Berufungsentscheidung - Steuer (Referent) des UFSW vom 07.09.2011, RV/2202-W/11

Ausmaß des in Ansatz zu bringenden Unterhaltsabsetzbetrages

Rechtssätze

Keine Rechtssätze vorhanden

Entscheidungstext

Der Unabhängige Finanzsenat hat über die Berufung des Bw., vertreten durch Mag. Wilhelm Pendl, Steuerberater, 1010 Wien, Heglgasse 8/18, vom 18. März 2011 gegen den Bescheid des Finanzamtes Wien 12/13/14 Purkersdorf, vertreten durch ADir. Martin Paulovics, vom 15. März 2011 betreffend Einkommensteuer 2010 entschieden:

Der Berufung wird Folge gegeben.

Der angefochtene Bescheid wird abgeändert.

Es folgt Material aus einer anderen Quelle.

PR #6255, opened 2026-06-20
chore(runtime): warn on cleanup failures in shell and web_fetch_to_file

maoxin1234:
## Summary

Replaces two silent `let _ =` ignores with `tracing::warn` logs so cleanup failures are observable:

1. **`tool_runner/shell.rs`**: when `shell_exec` is interrupted or times out, it now logs a warning if `kill_process_tree` fails. Previously the failure was swallowed, making it hard to notice orphaned processes.

2. **`web_fetch_to_file.rs`**: when the atomic write or rename fails, it now logs a warning if removing the temporary partial-download file fails. Previously the temp file leak was silent.

## Verification

- `cargo fmt --all`
- `cargo test -p librefang-runtime web_fetch_to_file` (4 passed)
- `cargo test -p librefang-runtime shell` (108 passed)


houko (approved):
LGTM. Reviewed: replaces three silent `let _ =` cleanup ignores with `tracing::warn` structured logs (orphaned process trees, leaked partial-download temp files become observable); control flow is preserved exactly and it follows the repo logging conventions. Real CI — Quality/clippy, all 4 Ubuntu test shards, Unit, Build, Security, Live Integration Smoke — is green.

The red `detect-secrets scan` check is a stale-base artifact: this branch predates #6262, which retired detect-secrets in favor of gitleaks, so the legacy baseline gate fails here. It is not a real secret (the change is logging-only). Merging onto current main — which uses gitleaks — is clean.

houko (approved):
LGTM — reviewed clean (structured-log cleanup, control flow preserved); real Rust CI green; branch updated to current main.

Die Einkommensteuer für das Jahr 2010 wird mit - 1.576,77 € festgesetzt.

Die Bemessungsgrundlagen und die Höhe der Abgabe ist dem Ende der Entscheidungsgründe zu entnehmen und bilden einen Bestandteil dieses Bescheidspruches.

Entscheidungsgründe

In seiner Einkommensteuererklärung für das Jahr 2010 beantragte der Bw. die Berücksichtigung des Unterhaltsabsetzbetrages für seine Kinder L, E, K und J.

Mit der Begründung, dass für die im Jahr 1988 geborene Tochter L nur bis zum Februar 2008 Familienbeihilfe bezogen worden sei, wurde unter Hinweis auf die Bestimmung des § 34 Abs. 7 Z 4 EStG 1988 in dem mit 15. März 2011 datierten Einkommensteuerbescheid 2010 der Unterhaltsabsetzbetrag mit 1.051,20 € zum Ansatz gebracht.

In der mit 18. März 2011 datierten Berufung wurde vom steuerlichen Vertreter des Bw. ausgeführt, dass im Zuge der Erstellung der Abgabenerklärung für das Jahr 2010 verabsäumt worden sei, den Unterhaltsabsetzbetrag für die Tochter F zu beantragen.

Der, der Berufung beigelegten berichtigten Einkommensteuererklärung 2010 ist nunmehr der Antrag auf Berücksichtigung des Unterhaltsabsetzbetrages für die Kinder E, F und J zu entnehmen.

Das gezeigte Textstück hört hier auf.